Stored items
--------------------

PR #2985, opened 2020-04-21
feat: add radio component

marjonlynch:
Add radio web component

## Process & policy checklist


packages/web-components/fast-components/src/radio/radio.ts
```diff
@@ -0,0 +1,212 @@
...
+    private checkedChanged(): void {
+        if (!this.dirtyChecked) {
+            this.dirtyChecked = true;
+        }
+
+        if (this.proxy instanceof HTMLElement) {
+            this.proxy.checked = this.checked;
+        }
+
+        this.dispatchEvent(new CustomEvent("change", { bubbles: true, composed: true }));
```
EisenbergEffect, line 86: You can use `this.$emit('change');`

packages/web-components/fast-components/src/radio/radio.ts
```diff
@@ -0,0 +1,212 @@
...
+        if (this.name !== undefined) {
+            const radioGroup = radioGroups.get(this.name);
+            if (radioGroup) {
+                radioGroup.push(this);
+            } else {
+                radioGroups.set(this.name, [this]);
+            }
+        }
+
+        this.addEventListener("keydown", this.keydownHandler);
```
EisenbergEffect, line 134: I've been thinking about event bindings that are internal to elements lately...and I think you can move this line to the constructor and then completely remove the removeEventListener call in disconnect. I don't think there's a need to tear it down since the handler and the element are part of the single unit that will be GC'd.

marjonlynch: ok will do

packages/web-components/fast-components/src/radio/radio.ts
marjonlynch: dangit, will do

packages/web-components/fast-components/src/radio/radio.styles.ts
```diff
@@ -0,0 +1,138 @@
...
+import {
+    neutralFillInputHoverBehavior,
+    neutralFillInputRestBehavior,
+    neutralForegroundRestBehavior,
+    neutralOutlineHoverBehavior,
+    neutralOutlineRestBehavior,
+} from "../styles/recipes";
+
+export const RadioStyles = css`
+    --var
```
nicholasrice, line 15: probably don't need this `--var`

packages/web-components/fast-components/src/radio/radio.ts
```diff
@@ -0,0 +1,212 @@
...
+        this.checked ? this.classList.add("checked") : this.classList.remove("checked");
+        this.checkedAttribute = this.checked;
+
+        if (this.checked) {
+            this.updateOtherGroupRadios();
+        }
+    }
+
+    private updateOtherGroupRadios(): void {
+        if (this.name !== undefined && this.parentNode) {
```
chrisdholt, line 96: Is the expectation here that these are direct descendants of a radiogroup?

packages/web-components/fast-components/src/radio/radio.ts
```diff
@@ -0,0 +1,212 @@
...
+        this.dispatchEvent(new CustomEvent("change", { bubbles: true, composed: true }));
+        this.checked ? this.classList.add("checked") : this.classList.remove("checked");
+        this.checkedAttribute = this.checked;
+
+        if (this.checked) {
+            this.updateOtherGroupRadios();
+        }
+    }
+
+    private updateOtherGroupRadios(): void {
```
chrisdholt, line 95: I'm a bit torn here - should a radio be responsible for changing the attributes of other radios or should a radiogroup handle this? I think it's clever, but would a tab manage other tabs, or would the tabs component do that? Is this a principle we'd align to elsewhere?

packages/web-components/fast-components/src/radio/radio.ts
```diff
@@ -0,0 +1,212 @@
...
+                                break;
+                            } else {
+                                index -= 1;
+                            }
+                        }
+                    }
+                }
+                break;
+        }
+    };
```
chrisdholt, line 195: Should this belong in a radiogroup component? Would we expect other components to map to this API?

packages/web-components/fast-components/src/radio/radio.ts
```diff
@@ -0,0 +1,212 @@
+import { attr, observable } from "@microsoft/fast-element";
+import {
+    keyCodeArrowDown,
+    keyCodeArrowLeft,
+    keyCodeArrowRight,
+    keyCodeArrowUp,
+    keyCodeSpace,
+} from "@microsoft/fast-web-utilities";
+import { FormAssociated } from "../form-associated";
+import { FASTRadio } from ".";
```
chrisdholt, line 10: I think this will need to path to `./`

packages/web-components/fast-components/src/radio/radio.ts
marjonlynch: dangit, that was left in before the radioGroups map, not needed, removing.

packages/web-components/fast-components/src/radio/radio.styles.ts
marjonlynch: that's a global var, surprised you didn't know that Nick. Removing.

packages/web-components/fast-components/src/radio/radio.ts
marjonlynch: using the name attribute to group radio button is the standard AFAIK. I started to create a radiogroup and got push back on whether it was necessary at all. I couldn't come up with a good reason to have the radiogroup component so this is a solution. If there are other components that have this standard of grouping by name attribute then maybe they should use this method as well? Hopefully I'm not misunderstanding your question here.

chrisdholt: Where did the pushback happen? I think I missed a conversation...

packages/web-components/fast-components/src/radio/radio.ts
marjonlynch: tabs don't have this standard that radio has without our components, people can use the name attribute to group radio buttons and get this behavior by default. Even though I have a name attribute that is something that is normally built in.

packages/web-components/fast-components/src/radio/radio.ts
marjonlynch: done

packages/web-components/fast-components/src/radio/radio.ts
chrisdholt: I think the primary concern here is ensuring that we have a principle that we're applying. Menu items can support several internal roles such as "menuitem", "menuitemradio", "menuitemcheckbox". I think it falls down in that example as the menu items need to be a child of a menu. 

As I said, I'm a bit torn but I understand the intent. All that said, it would've been nice to have this detailed out in the spec (or added after the fact once it was decided). We should document this somewhere - for now, I'd likely recommend adding the details to the spec as we don't have a full story for the Readme files yet.

marjonlynch: It was stated in the spec that the name attribute was used to group controls. I was under the impression we also wanted to create components that would adhere to html standards as they were, in this case if you required the use of a radiogroup component to get that behavior it wouldn't be the standard way radios are grouped in html. I understand wanting to have consistency, I guess there's a trade off decision to be made there.

packages/web-components/fast-components/src/radio/radio.ts
```diff
@@ -0,0 +1,211 @@
...
+                            if (!group[index].disabled) {
+                                group[index].checked = true;
+                                group[index].focus();
+                                break;
+                            } else {
+                                index += 1;
+                            }
+                        }
+                    }
+                }
```
chrisdholt, line 174: It seems like this could be extracted out to a separate function to set focus in a specific direction as everything but movement of the index is the same. Essentially having a separate function where you pass a value (+1 or -1) with the direction you want to focus.

packages/web-components/fast-components/src/radio/radio.ts
chrisdholt: @marjonlynch - one thing that we'll need to consider here is how these will work when they are within a toolbar: https://w3c.github.io/aria-practices/#for-radio-group-contained-in-a-toolbar

Does the current implementation support that behavior as outlined in the W3C specification or should we / will we need to add that?

packages/web-components/fast-components/src/radio/radio.ts
chrisdholt: I think the issue is more ensuring that we cover all bases when we add something like this which seems to be a valuable convenience. The radio behavior is slightly different when inside a toolbar: https://github.com/microsoft/fast-dna/pull/2985/files#r413181301. As the W3C is a standard, we need to consider if we're going to bake the convenience in for that as well or if we expect authors to do something different.

packages/web-components/fast-components/src/radio/radio.ts
marjonlynch: I had separate conversations with @nicholasrice and @EisenbergEffect around this topic and those conversations led me to this solution (the map was Rob's idea). Again, I started with the same idea you have, as you know I asked about doing the radio group. However given the way the <input type="radio"/> works out of the box this seemed like the better solution.  Actually I see this code could be made a few lines smaller as well now

packages/web-components/fast-components/src/radio/radio.ts
marjonlynch: yep, refactoring now, will do

packages/web-components/fast-components/src/radio/radio.template.ts
```diff
@@ -0,0 +1,25 @@
...
+    >
+        <div part="control" class="control">
+            <slot name="checked-indicator">
+                <div part="checked-indicator" class="checked-indicator"></div>
+            </slot>
+        </div>
+        ${when(
+            x => x.childNodes.length,
+            html` <label part="label" class="label"><slot></slot></label> `
+        )}
```
chrisdholt, line 23: Have we tested and validated and tested that this behaves as expected? Just curious based off my exchange here in the W3C repo: https://github.com/w3c/aria-practices/issues/1286#issuecomment-566372426

packages/web-components/fast-components/src/radio/radio.ts
marjonlynch: I'm going to resolve this conversation as it's similar to the other discussion which I'll leave open until properly addressed.

packages/web-components/fast-components/src/radio/radio.ts
marjonlynch: group stuff removed, just a humble radio left

packages/web-components/fast-components/src/radio/radio.styles.ts
```diff
@@ -0,0 +1,137 @@
...
+        outline: none;
+        margin: calc(var(--design-unit) * 1px) 0;
+        ${
+            /*
+             * Chromium likes to select label text or the default slot when
+             * the radio button is clicked. Maybe there is a better solution here?
+             */ ""
+        } user-select: none;
+        position: "relative";
+        "flex-direction": "row";
```
eljefe223, line 27: This shouldn't be wrapped in quotes ;)

packages/web-components/fast-components/src/radio/radio.styles.ts
```diff
@@ -0,0 +1,137 @@
...
+        align-items: center;
+        outline: none;
+        margin: calc(var(--design-unit) * 1px) 0;
+        ${
+            /*
+             * Chromium likes to select label text or the default slot when
+             * the radio button is clicked. Maybe there is a better solution here?
+             */ ""
+        } user-select: none;
+        position: "relative";
```
eljefe223, line 26: same here

packages/web-components/fast-components/src/radio/radio.styles.ts
```diff
@@ -0,0 +1,137 @@
...
+        "flex-direction": "row";
+        transition: "all 0.2s ease-in-out";
```
eljefe223, line 28: and here

packages/web-components/fast-components/src/radio/radio.template.ts
marjonlynch: Chris looking at that bug it doesn't seem like the same scenario as the template code used here and in checkbox, that refers to a label outside the radio tree/branch and using the for attribute. in this case it's just content of the radio. At least the voice over on Mac is reading it fine. I don't have JAWS on my machine though.

packages/web-components/fast-components/src/radio/radio.template.ts
```diff
@@ -0,0 +1,29 @@
+import { html, when } from "@microsoft/fast-element";
+import { Radio } from "./radio";
+
+export const RadioTemplate = html<Radio>`
+    <template
+        role="radio"
+        aria-checked="${x => x.checked}"
```
eljefe223, line 7: These should all be prefixed, except `aria-checked` with `?` so they don't show in the DOM  when they are false.
image

packages/web-components/fast-components/src/radio/radio.styles.ts
```diff
@@ -0,0 +1,137 @@
...
+            /* Need to discuss with Brian how HorizontalSpacingNumber can work. https://github.com/microsoft/fast-dna/issues/2766 */ ""
+        } padding-inline-start: calc(var(--design-unit) * 2px + 2px);
+        margin-inline-end: calc(var(--design-unit) * 2px + 2px);
+        cursor: pointer;
+        ${
+            /* Font size is temporary - replace when adaptive typography is figured out */ ""
+        } font-size: calc(1rem + (var(--density) * 2px));
+    }
+
+    .checked-indicator {
```
eljefe223, line 56: It seems that this `checked-indicator` is not centered.
image

packages/web-components/fast-components/src/radio/radio.template.ts
chrisdholt: I'd recommend testing and ensuring that the following works as expected:

- I can associate a label and have it work as the template suggests
- I can use aria-labelledby with a visible label which is not the internal label
- I can successfully set aria-label for a non-visible label

Pulling from: https://w3c.github.io/aria-practices/#radiobutton
> Each radio element is labelled by its content, has a visible label referenced by aria-labelledby, or has a label specified with aria-label.

packages/web-components/fast-components/src/radio/radio.template.ts
marjonlynch: Oh boy that's a new one for me, hadn't seen that anywhere, but found it in button, will do

packages/web-components/fast-components/src/radio/radio.styles.ts
marjonlynch: prolly the errant " in the styles, looks centered now

marjonlynch: Screen Shot 2020-04-23 at 10 31 07 AM

packages/web-components/fast-components/src/radio/radio.template.ts
marjonlynch: I believe with the latest fixture html all 3 are present and I went through them with VoiceOver

packages/web-components/fast-components/src/radio/radio.ts
```diff
@@ -0,0 +1,124 @@
...
+
+export class Radio extends FormAssociated<HTMLInputElement> {
+    @attr({ attribute: "readonly", mode: "boolean" })
+    public readOnly: boolean; // Map to proxy element
+    private readOnlyChanged(): void {
+        if (this.proxy instanceof HTMLElement) {
+            this.proxy.readOnly = this.readOnly;
+        }
+
+        this.readOnly
```
nicholasrice, line 13: You should bind this in the template

packages/web-components/fast-components/src/radio/radio.ts
```diff
@@ -0,0 +1,124 @@
...
+        if (!this.dirtyChecked) {
+            this.dirtyChecked = true;
+        }
+
+        if (this.proxy instanceof HTMLElement) {
+            this.proxy.checked = this.checked;
+        }
+
+        this.$emit("change");
+        this.checked ? this.classList.add("checked") : this.classList.remove("checked");
```
nicholasrice, line 78: You should bind this class in the template.

marjonlynch: ok, will do

packages/web-components/fast-components/src/radio/fixtures/base.html
```diff
@@ -0,0 +1,47 @@
...
+    <fast-radio disabled>label</fast-radio>
+    <fast-radio disabled checked>checked</fast-radio>
+
+    <h4>Inline</h4>
+    <fast-radio name="fruit-inline" value="apples" checked>Apples</fast-radio>
+    <fast-radio name="fruit-inline" disabled value="bananas">Bananas</fast-radio>
+    <fast-radio name="fruit-inline" value="honeydew">Honeydew</fast-radio>
+
+    <h4>Vertical</h4>
+    <fieldset style="display: flex; flex-direction: column; align-items: start;">
```
chrisdholt, line 29: I wonder if now that we're adding a `radiogroup` component these examples may be more beneficial there? We can likely limit this file to single instances of radio and the variations.

marjonlynch: I'll trim this one up before I push the next commit

PR #2991, opened 2020-04-23
fix: add mechanism to register custom properties prior to construction

nicholasrice:
# Description
Fixes an issue where, depending on project configuration, `CSSCustomPropertyDefinitions` were not getting attached by the `DesignSystemProvider`.

## Motivation & context
The previous implementation of the `DesignSystemProvider` made an assumption that `connectedCallback` lifecycle callbacks were always executed in document order. This is an unsafe assumption and order can differ dramatically depending on:
1. Whether the DOM w/ custom elements is parsed before / after the script defining those custom elements
2. The order in which the custom elements are *defined*

This changes adds a mechanism to attach `CSSCustomPropertyDefinitions` to a `DesignSystemProvider` *before* the component is actually constructed. Because the usual public API to register these definitions aren't defined until construction, logic is being introduced to treat an array property as a primitive registration vessel if the APIs don't exist at the time when we're registering the definitions. During the `connectedCallback`, any `CSSCustomPropertyDefinitions` in that collection will be registered.

## Issue type checklist

## Process & policy checklist


packages/web-components/fast-components/src/design-system-provider/design-system-provider.ts
```diff
@@ -182,8 +184,28 @@ export class DesignSystemProvider extends FASTElement
                 });
             }
         });
+
+        // Register all properties that may have been attached before construction
+        if (Array.isArray(this.disconnectedCSSCustomPropertyRegistry)) {
+            for (let i = 0; i < this.disconnectedCSSCustomPropertyRegistry.length; i++) {
```
janechu, line 190: nit: you could store the length of this

nicholasrice: it's actually not faster! https://jsperf.com/loops/33

EisenbergEffect: Length cache with pre-increment was actually fastest for me. It may depend on the browser.

janechu: strange, runs slightly faster for me, but it's really negligible.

--------------------

### Your task
Scan the data for the word "disabled" and copy every line where it shows up.

### Response area
+                            if (!group[index].disabled) {
+    <fast-radio disabled>label</fast-radio>
+    <fast-radio disabled checked>checked</fast-radio>
+    <fast-radio name="fruit-inline" disabled value="bananas">Bananas</fast-radio>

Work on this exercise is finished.